--- Task data Enclosed Below ---

PR #231, opened 2025-01-28
Move problematic models to their own job and always generate artifact spreadsheeet

AleksKnezevic:


LPanosTT (approved):

ddilbazTT (approved):
There's a risk we might not catch any model that starts unexpectedly failing though it was passing before. But I can't think of a better/ easier way of implementing a fix than this pr either.

Issue #123, opened 2024-12-16
Enable torchvision models test


AleksKnezevic:
Torchvision models tests are currently skipped. Please enable them. You'll need to modify `ThisTester` class as defined in the test to use the same class as used in the other model tests.

PR #235, opened 2025-01-29
Fixed model tester setup for torchvision tests

LPanosTT:
### Ticket
[Link to Github Issue](https://github.com/tenstorrent/tt-torch/issues/123)

### Problem description
The torchvision model tests are currently skipped due to an issue with the ModelTester

### What's changed
Instead of using passing just the model name, and test mode to the model tester, we also needed to pass weight names. So we needed to override the constructor. Beforehand we did this without calling `super().__init__(...)` so critical initialization did not occur. This has been fixed.


AleksKnezevic (approved):
Nice, that was simple.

--- End of Enclosed Task data ---

Send back exactly the lines of the listing above starting at the one with "Move problematic models" and ending at the one with "### What's changed", inclusive, and no others.

■ Result for this exercise
Move problematic models to their own job and always generate artifact spreadsheeet

AleksKnezevic:


LPanosTT (approved):

ddilbazTT (approved):
There's a risk we might not catch any model that starts unexpectedly failing though it was passing before. But I can't think of a better/ easier way of implementing a fix than this pr either.

Issue #123, opened 2024-12-16
Enable torchvision models test


AleksKnezevic:
Torchvision models tests are currently skipped. Please enable them. You'll need to modify `ThisTester` class as defined in the test to use the same class as used in the other model tests.

PR #235, opened 2025-01-29
Fixed model tester setup for torchvision tests

LPanosTT:
### Ticket
[Link to Github Issue](https://github.com/tenstorrent/tt-torch/issues/123)

### Problem description
The torchvision model tests are currently skipped due to an issue with the ModelTester

### What's changed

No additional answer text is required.